-- Record set --
++++++++

PR #95, opened 2025-03-06
[pdp] handle raw data more flexibly in base schemas

bdewilde:
## changes

- changes many non-feature fields from strict categoricals to flexible but standardized strings
- for many categorical fields, standardize their values and set their categories in a flexible, consistent manner; it makes the schemas less readable but more robust to weird data
- removes obsolete pre-schema data transformation logic from dataio functions; the schemas handle it now, which is as it should be

## context

goog folks want the base schemas to "just work" for more schools, which is in tension with the safety of the data especially wrt feature engineering; these changes are, hopefully, a workable middle ground

note that this PR builds on PR #90 -- and meaningfully so. we'll need that PR merged before this one.

## questions

- have i missed any fields in need of similar treatment? note that i didn't do this for _every_ field, if only bc we've never had trouble with them.


src/student_success_tool/schemas/pdp/raw_cohort.py
```diff
@@ -88,48 +52,15 @@ class RawPDPCohortDataSchema(pda.DataFrameModel):
...
-                "Transfer-In Full-Time",
-                "Transfer-In Part-Time",
-                "Transfer-In Unknown",
-                "Re-admit Full-Time",
-                "Re-admit Part-Time",
-                "Re-admit Unknown",
-            ]
-        },
-    )
-    credential_type_sought_year_1: pt.Series[pd.CategoricalDtype] = pda.Field(
```
vishpillai123, line 114: I think there's definitely less risk with not strictly setting the categories for bias columns. But, for `credential_type_sought_year_1`, don't we use this for later preprocessing/filtering/outcome variable def? Seems riskier.

Could we keep this column the same as it was (same categories)?

src/student_success_tool/schemas/pdp/raw_cohort.py
```diff
@@ -313,41 +244,67 @@ def rename_student_id_col(cls, df):
...
     def set_dual_and_summer_enrollment_categories(cls, series):
-        return series.cat.set_categories(["DE", "SE", "DS"])
+        return _strip_upper_strings_to_cats(series).cat.set_categories(
+            ["DE", "SE", "DS"]
+        )
 
     @pda.parser("pell_status_first_year")
     def set_pell_status_first_year_categories(cls, series):
-        return series.cat.set_categories(["Y", "N"])
+        return _strip_upper_strings_to_cats(series).cat.set_categories(["Y", "N"])
```
vishpillai123, line 287: on board with white space stripping, nice!

src/student_success_tool/schemas/pdp/raw_cohort.py
```diff
@@ -72,11 +40,7 @@ class RawPDPCohortDataSchema(pda.DataFrameModel):
     institution_id: pt.Series["string"]
     cohort: pt.Series["string"]
     cohort_term: pt.Series[pd.CategoricalDtype] = TermField()
-    student_age: pt.Series[pd.CategoricalDtype] = StudentAgeField()
-    enrollment_type: pt.Series[pd.CategoricalDtype] = pda.Field(
```
vishpillai123, line 76: Enrollment type also seems like it could break some of our target variables/filtering?

src/student_success_tool/schemas/pdp/raw_cohort.py
crysg: drive-by comment: another generally applied standardization function is lower() -- do you ever see cases where the case is variable? In which case it might make sense to apply that + whitespace stripping everywhere you can

src/student_success_tool/schemas/pdp/raw_cohort.py
bdewilde: Enrollment type is the same as it was, except we now set categories more flexibly -- see `set_enrollment_type_categories` below. Now, we automatically strip/uppercase the input strings and then set the cats such that values falling outside those cats are set to null rather than raise an error.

++++++++

-- Brief --
For this exercise, retype the entire listing exactly.

-- Worked solution --
PR #95, opened 2025-03-06
[pdp] handle raw data more flexibly in base schemas

bdewilde:
## changes

- changes many non-feature fields from strict categoricals to flexible but standardized strings
- for many categorical fields, standardize their values and set their categories in a flexible, consistent manner; it makes the schemas less readable but more robust to weird data
- removes obsolete pre-schema data transformation logic from dataio functions; the schemas handle it now, which is as it should be

## context

goog folks want the base schemas to "just work" for more schools, which is in tension with the safety of the data especially wrt feature engineering; these changes are, hopefully, a workable middle ground

note that this PR builds on PR #90 -- and meaningfully so. we'll need that PR merged before this one.

## questions

- have i missed any fields in need of similar treatment? note that i didn't do this for _every_ field, if only bc we've never had trouble with them.


src/student_success_tool/schemas/pdp/raw_cohort.py
```diff
@@ -88,48 +52,15 @@ class RawPDPCohortDataSchema(pda.DataFrameModel):
...
-                "Transfer-In Full-Time",
-                "Transfer-In Part-Time",
-                "Transfer-In Unknown",
-                "Re-admit Full-Time",
-                "Re-admit Part-Time",
-                "Re-admit Unknown",
-            ]
-        },
-    )
-    credential_type_sought_year_1: pt.Series[pd.CategoricalDtype] = pda.Field(
```
vishpillai123, line 114: I think there's definitely less risk with not strictly setting the categories for bias columns. But, for `credential_type_sought_year_1`, don't we use this for later preprocessing/filtering/outcome variable def? Seems riskier.

Could we keep this column the same as it was (same categories)?

src/student_success_tool/schemas/pdp/raw_cohort.py
```diff
@@ -313,41 +244,67 @@ def rename_student_id_col(cls, df):
...
     def set_dual_and_summer_enrollment_categories(cls, series):
-        return series.cat.set_categories(["DE", "SE", "DS"])
+        return _strip_upper_strings_to_cats(series).cat.set_categories(
+            ["DE", "SE", "DS"]
+        )
 
     @pda.parser("pell_status_first_year")
     def set_pell_status_first_year_categories(cls, series):
-        return series.cat.set_categories(["Y", "N"])
+        return _strip_upper_strings_to_cats(series).cat.set_categories(["Y", "N"])
```
vishpillai123, line 287: on board with white space stripping, nice!

src/student_success_tool/schemas/pdp/raw_cohort.py
```diff
@@ -72,11 +40,7 @@ class RawPDPCohortDataSchema(pda.DataFrameModel):
     institution_id: pt.Series["string"]
     cohort: pt.Series["string"]
     cohort_term: pt.Series[pd.CategoricalDtype] = TermField()
-    student_age: pt.Series[pd.CategoricalDtype] = StudentAgeField()
-    enrollment_type: pt.Series[pd.CategoricalDtype] = pda.Field(
```
vishpillai123, line 76: Enrollment type also seems like it could break some of our target variables/filtering?

src/student_success_tool/schemas/pdp/raw_cohort.py
crysg: drive-by comment: another generally applied standardization function is lower() -- do you ever see cases where the case is variable? In which case it might make sense to apply that + whitespace stripping everywhere you can

src/student_success_tool/schemas/pdp/raw_cohort.py
bdewilde: Enrollment type is the same as it was, except we now set categories more flexibly -- see `set_enrollment_type_categories` below. Now, we automatically strip/uppercase the input strings and then set the cats such that values falling outside those cats are set to null rather than raise an error.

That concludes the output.